Black Beauty influenced me greatly when I was a child. Although I did not ride a horse until I became an adult, I felt a kinship with all horses just from reading about Black’s story. I cried and raged when he was mistreated and cheered when he finally found a nice home. I absorbed a great a deal of history in this book, as well. People relied on their horses every bit as much, if not more, than we rely on our cars today…but owning a horse had a greater responsibility attached to it than owning a car. We have to fill our cars up and do periodic maintenance. If we skip it, our cars won’t run. If you skip feeding and watering a horse, the consequences are tragic. For awhile I thought I wanted to be a veterinarian after I read about Black Beauty, until I realized I just didn’t have it in me to perform surgery without passing out! But I have retained a great love for all God’s creatures.

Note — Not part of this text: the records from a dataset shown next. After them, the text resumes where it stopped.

PR #133, opened 2021-01-15
Register gas standard volume per time category ASIM-2630

oliveira-mauricio:


williamjamir:
Perhaps we should add a new entry on `HISTORY.rst` informing this.

nicoddemus (approved):

williamjamir (approved):

PR #152, opened 2021-04-15
Fb asim 1780 add dt and per pipe trends v2

arthursoprana:


src/alfasim_sdk/_internal/alfacase/generate_case_description_docstring.py
```diff
@@ -192,7 +195,7 @@ def _get_class_with_reference(visible_name: str, ref: str) -> str:
     """
     Return the name of the class with a valid reference to be used by sphinx.
     """
-    return f"\\ :class:`{visible_name} <{ref}>`\\"
+    return f"\\ :class:`{visible_name} <{ref}>`"
```
williamjamir, line 198: I believe that this scape character at the end is necessary, otherwise, the docs are not formatted correctly (see the screenshot).
```suggestion
    return f"\\ :class:`{visible_name} <{ref}>`\\"
```
image

docs/source/alfacase_definitions/CaseOutputDescription.txt
```diff
@@ -7,28 +7,28 @@
         class CaseOutputDescription
             automatic_trend_frequency: bool = True
             automatic_trend_frequency: bool = True
-            trends: \ :class:`List <typing.List>`\[\ :class:`TrendOutputDescription <TrendOutputDescription>`\] = []
-            trend_frequency: \ :class:`Scalar <barril.units.Scalar>`\  = Scalar(0.1, 's', 'time')
+            trends: \ :class:`List <typing.List>`[\ :class:`TrendOutputDescription <TrendOutputDescription>`] = []
```
williamjamir, line 10: Nops the escape character is needed, see:
image

docs/source/alfacase_definitions/AnnulusDescription.txt
```diff
@@ -19,7 +19,7 @@
             has_annulus_flow: boolean
             has_annulus_flow: number
             pvt_model: string # optional
-            initial_conditions: \ :class:`initial_conditions_description_schema <InitialConditionsDescription>`\ # optional
-            gas_lift_valve_equipment: 
-                string: \ :class:`gas_lift_valve_equipment_description_schema <GasLiftValveEquipmentDescription>`\ # optional
+            initial_conditions: \ :class:`initial_conditions_description_schema <InitialConditionsDescription>` # optional
```
williamjamir, line 22: Please review these escape characters, since it's making some attributes to be missing on docs.
image

williamjamir (changes requested):
Please take a look at the escape character which is making the classes reference to be missing.

src/alfasim_sdk/_internal/alfacase/generate_case_description_docstring.py
```diff
@@ -169,7 +169,10 @@ def _get_declaration(
 
                     # For Schema: if the attributes have a default value the entry is optional.
                     if default_value and is_schema:
-                        attribute_value += " # optional"
+                        if attribute_value.startswith("\n"):
+                            attribute_value = "# optional" + attribute_value
+                        else:
+                            attribute_value += " # optional"
```
prusse-martin, line 175:
```suggestion
                        if attribute_value.startswith("\n"):
                            attribute_value = " # optional" + attribute_value
                        else:
                            attribute_value += "  # optional"
```
Just to avoid the `# optional` comment "touching" the attribute try to add a space here...

src/alfasim_sdk/_internal/alfacase/generate_case_description_docstring.py
prusse-martin: We should have a test checking the rendered stuff.
Or is that impractical?

williamjamir: IMHO, we already have a render test, just look at the number of files that were changed.
The issue here was a modification that affected several files and we didn't check the output, just ran `--force-regen`.

A visual render test is possible but in my opinion, would lead to the same outcome (executing `--force-regen` on a massive change), but now with more dependencies like starting a browser and so on.

What are your thoughts on this @oliveria, @bruno.

prusse-martin: Yes, we will force regen...
But the faulty result will be visible in the PR and not force someone to check the full generated documentation and manually compare it with the "master branch" one.
I am not saying we need to test all rendered files, just some, one for each "hack" we need top get the proper final rendering.

williamjamir (approved):

PR #153, opened 2021-04-16
Fb asim 4157 separator efficiency

edersongrein:


src/alfasim_sdk/_internal/alfacase/alfacase_to_case.py
```diff
@@ -954,6 +954,8 @@ def load_separator_node_properties_description(
         "initial_phase_volume_fractions": get_dict_with_scalar_loader(
             category="volume fraction"
         ),
+        "gas_separation_efficiency": get_scalar_loader(from_unit="%"),
```
ggrbill, line 957: I believe you have to make something similar in the `case_to_alfacase.py` file.
@williamjamir could you confirm?

ggrbill: Also, would be nice to add tests for the new entries.

ggrbill (changes requested):

src/alfasim_sdk/_internal/alfacase/alfacase_to_case.py
ggrbill: @williamjamir, I do not remember, do we need to add tests? Or the test suit makes it automatically for any new entry?

src/alfasim_sdk/_internal/alfacase/case_description.py
```diff
@@ -1097,6 +1097,8 @@ class SeparatorNodePropertiesDescription:
             constants.FLUID_OIL: Scalar("volume fraction", 0.5, "-"),
         }
     )
+    gas_separation_efficiency = attrib_scalar(default=Scalar(1.0, "-"))
+    liquid_separation_efficiency = attrib_scalar(default=Scalar(1.0, "-"))
```
williamjamir, line 1101: I particularly think it's better to put the category explicitly and not rely on the default value (if I'm not mistaken is dimensionless)

src/alfasim_sdk/_internal/alfacase/alfacase_to_case.py
prusse-martin: No. `case_to_alfacase` is almost automatic.
I hope in the future to mate a bit less reliant o manual updates =)

williamjamir: > I believe you have to make something similar in the case_to_alfacase.py file.

Case to ALFAcase is more "smart", is just a loop over all attributes, and automatically gets the value.
You will need to update that only if a new "type" is added.

> Also, would be nice to add tests for the new entries.
Definitely, please update the `SeparatorNodePropertiesDescription` on `alfasim-sdk/tests/common_testing/alfasim_sdk_common_testing/filled_case_descriptions.py` and add these attributes there as well.

> @williamjamir, I do not remember, do we need to add tests? Or the test suit makes it automatically for any new entry?

There is a basic "round-trip" test that takes a filled case description and converts it to ALFAcase and reimport to check if the values match.
With this test, you can validate that the conversion (ALFAcase->case; case->ALFAcase) is working.

ggrbill: Thanks a lot, Guys!

@edersongrein if you don't understand some of the instructions, please let me know, I can help you on that.

williamjamir: We didn't add (yet) a smart way to automatically check if the filled case description is outdated (that would be nice).

I think that one possible solution is to add a "template" when a new PR is opened with TODOS to be check and one of the options is "Did you update the filled case description available at X ? ".

ggrbill: Sounds good to me. I think it would help.

williamjamir (changes requested):
Please update the `SeparatorNodePropertiesDescriptio` class on
`alfasim-sdk/tests/common_testing/alfasim_sdk_common_testing/filled_case_descriptions.py`

Also, you need to run the tests with `force-regen` to update the expected values (this is the reason that the CI is failing).

src/alfasim_sdk/_internal/alfacase/alfacase_to_case.py
edersongrein: > Thanks a lot, Guys!
> 
> @edersongrein if you don't understand some of the instructions, please let me know, I can help you on that.

Thanks. Probably I will

src/alfasim_sdk/_internal/alfacase/case_description.py
edersongrein: Done

ggrbill (approved):

williamjamir (approved):
Awesome! 🚀 

Just don't forget to update the HISTORY.rst with these new additions ;)

HISTORY.rst
```diff
@@ -5,7 +5,7 @@ History
 0.9.0 (unreleased)
 ==================
 
-*
+* Add gas and liquid separation efficiency to ``Separator`` model
```
prusse-martin, line 8:
```suggestion
* Add gas and liquid separation efficiency to ``Separator`` model.
```

prusse-martin (approved):

PR #156, opened 2021-04-20
Add Hook for Emulsion Model

ggrbill:


docs/source/plugins/06_solver_hooks.rst
```diff
@@ -237,6 +237,16 @@ each Liquid-Liquid system plugin hooks. In the sequence, they are presented
 
 .. autofunction:: alfasim_sdk._internal.hook_specs.calculate_liq_liq_shear_force_per_volume
 
+Emulsion Model
+-------------------------------
+
+When a simulation case uses a three-phase flow, the |alfasim|'s simulator allows to select an emulsion model that will
```
edersongrein, line 243: I'm not sure if this is what you meant, but what about this rephrase:

"When a simulation case uses a three-phase flow model, |alfasim| allows the selection of an emulsion model to calculate emulsion viscosity. The model may be further customized through the implementation of a plugin for relative emulsion viscosity."

arthursoprana (approved):

docs/source/plugins/06_solver_hooks.rst
ggrbill: I think your suggestion is very good, but I want to give the information on how this hook is used, which is `update the layer viscosity related to the emulsion`.

edersongrein: Ok, no problem

edersongrein (approved):

docs/source/plugins/06_solver_hooks.rst
ggrbill: I updated it as we discussed in the RC.

prusse-martin (commented):
=/
I forgot to hit the final "Submit review"  button.

src/alfasim_sdk/_internal/hook_specs.py
```diff
@@ -787,7 +782,7 @@ def finalize_state_variables_calculator(ctx: "void*") -> "int":
         :linenos:
         :emphasize-lines: 1
 
-        HOOK_FINALIZE_STATE_VARIABLES_CALCULATOR(void* ctx)
+        HOOK_FINALIZE_STATE_VARIABLES_CALCULATOR(ctx)
```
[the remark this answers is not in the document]
ggrbill: It is OK. I mean, when the `alfasim-sdk template` generates a plugin, it adds macros in the `hook_spec.h` in which it is supposed to use without the type specification, since it is already added in the macro.

I removed it because I realize that when plugin developers start to implement one of those hooks, the first thing they do is copy/paste from the documentation. Since it is wrong to use the macro with type specification it can cause a compile error.

src/alfasim_sdk/_internal/alfacase/case_description.py
```diff
@@ -1996,6 +1996,9 @@ class PhysicsDescription:
     )
     keep_former_results: bool = attr.ib(default=False, validator=instance_of(bool))
     emulsion_model = attrib_enum(default=constants.EmulsionModelType.NoModel)
+    emulsion_model_plugin_id: str = attr.ib(
+        default="", validator=optional(instance_of(str))
```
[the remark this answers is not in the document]
ggrbill: Hummm, my bad. This property should not be optional.
I will open a PR correcting those things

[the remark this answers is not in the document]
ggrbill: Fixed in PR #163

PR #160, opened 2021-04-26
Add new CLI command called 'update'

ggrbill:
This command will update any automatically generated files
by alfasim-sdk.

It is important when a plugin must be updated to work properly
with the new alfasim-sdk version.

For now, only `hook_specs.h` is being updated, bu more files can be added in the future.


src/alfasim_sdk/_internal/cli.py
```diff
@@ -184,6 +184,37 @@ def package_only(ctx, plugin_dir, package_name, dst):
...
+    ALFAsim-SDK is released. Otherwise compilation problems can occur.
+
+    The files updated are:
+    - ´<plugin_folder>/src/hook_specs.h´
+    """
+    hook_specs_file_path = _get_hook_specs_file_path()
+    hm = HookManGenerator(hook_spec_file_path=hook_specs_file_path)
+
+    plugin_folder = Path(plugin_dir)
+    hook_specs_h_folder = plugin_folder / "src" / "hook_specs.h"
```
ggrbill, line 206: - [ ] `hook_specs_h_path`

src/alfasim_sdk/_internal/cli.py
```diff
@@ -184,6 +184,37 @@ def package_only(ctx, plugin_dir, package_name, dst):
...
+
+    if not hook_specs_h_folder.exists() or not hook_specs_h_folder.is_file():
```
ggrbill, line 208:
```suggestion
    if not hook_specs_h_path.exists() or not hook_specs_h_path.is_file():
```

tests/test_cli.py
```diff
@@ -94,3 +94,21 @@ def test_compile_command(tmp_path):
...
+    )
+
+    plugin_src_folder = tmp_path / "plugin_a" / "src"
+    plugin_src_folder.mkdir(parents=True)
+    (plugin_src_folder / "hook_specs.h").write_text(data="", encoding="utf-8")
+    result = runner.invoke(
+        console_main, ["update", "--plugin-dir", plugin_src_folder.parent]
+    )
+    assert result.exception is None
+    assert result.output == ""
```
prusse-martin, line 114: You could check that `(plugin_src_folder / "hook_specs.h")` is no longer empty.

prusse-martin (changes requested):

tests/test_cli.py
ggrbill: It is already tested in another place when the function that generates the file is implemented.
Here, only the CLI commands are tested. See the other CLI commands Tests.

ggrbill: Although, I will check as simple as possible, like `size > 0`

- [ ] check if file is not empty

prusse-martin (approved):

src/alfasim_sdk/_internal/cli.py
```diff
@@ -184,6 +184,37 @@ def package_only(ctx, plugin_dir, package_name, dst):
     )
 
 
+@console_main.command()
+@click.pass_context
+@plugin_dir_option
+def update(ctx, plugin_dir):
```
nicoddemus, line 190: We already have a `cog` task which does something similar. Should we merge them together perhaps?

ggrbill: I am sorry. I didn't follow you. 

The `cog` task is not related to this new command that I am adding to the CLI.

src/alfasim_sdk/_internal/cli.py
```diff
@@ -184,6 +184,37 @@ def package_only(ctx, plugin_dir, package_name, dst):
...
+    """
+    Updates plugin files automatically generated by ALFAsim-SDK.
+    The plugin folder is informed with plugin-dir option.
+    When not provided plugin-dir will be the current folder location.
+
+    It is important to update the plugin automatically generated files when a new version of
```
arthursoprana, line 196:
```suggestion
    It is important to update the automatically generated files from each plugin when a new version of
```

arthursoprana (approved):

src/alfasim_sdk/_internal/cli.py
ggrbill: Done

src/alfasim_sdk/_internal/cli.py
nicoddemus: I meant both tasks get the source code "ready" to use the library. We should merge the two, otherwise the user needs to know which task to execute to update the source.

Could have asked for clarification before hitting merge.

prusse-martin: `inv cog` generates code for the sdk, is used in development of sdk it self to generate the code that will be used by client code.
`alfasim-sdk update` updates the client code of plugin authors using sdk.

nicoddemus: Yes my bad.

PR #275, opened 2022-12-13
feat: Add a data model for Monster actors

wyrmisis:
## Intent

This changeset adds a data model for the Monster actor type. it also scrubs some now-obsolete code from sheets and entities.


anthonyronda (changes requested):
With inventory enabled, monsters have a bugged encumbrance bar

image

So I think my only request for change is an "if character" handlebar block around the encumbrance bar in the inventory sheet template

anthonyronda (approved):
LGTM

The Lord of the Rings swept me away into a world of elves and dwarves, men and hobbits, wizards for good, and sorcerers for evil. I fell in love with the joyful hobbit countenance. The books reminded me of a truth unveiled in scripture over and over again: the Lord often uses the least among us to perform heroic deeds. David fighting against Goliath armed with naught but a slingshot is similar to Frodo fighting Shelob or Bilbo fighting Smaug with naught but Sting, the small elvish blade. The smallest and least important — the hobbit — was chosen to do that which no one stronger (men or elves) or wiser (wizards) were able to do. Why? I think the humility of the hobbits is what endeared them to us and enabled them to overcome the compulsion that all stronger people succumbed to. Jesus told us in many parables that God often chooses those the world considers small to shame the wise. There are so many scriptural parallels in Lord of the Rings that I can’t even begin to list them all — and I’ve read the entire set at least four times in my lifetime. Probably soon to be a fifth time, now that I’m thinking about it! And Sam! Sam was the most humble of all, and yet without him, Frodo would never had accomplished his task.
I’m thinking about books because if I write one, I want it to be one that inspires and encourages, uplifts and surprises. I want the characters to be flawed and contradictory, loved and hated. I want God’s goodness to shine through the story like a beacon, highlighting truths that Jesus spoke but that our culture dismisses…with enormous themes such as loving your enemy. What does that kind of love look like? What if a secretly Jewish man loved Adolf Hitler, prayed for him, showed him kindness? Love covers all, the Bible tells us.
As we move through these last few days before Christmas, I ponder these and other questions as I fold the laundry and wrap presents because I feel the Lord calling me out for a purpose. But for now, all this writing about books has me hungry for one! So I shall enjoy an oatmeal cookie and a few more pages of the book I’m reading. I hope you find some down time in these busy days…time to reflect on your own purpose and on the amazing gift of Christmas — salvation — available to everyone who repents (turns away from) sin and trusts in Jesus, the one whose birth we celebrate in just four short days.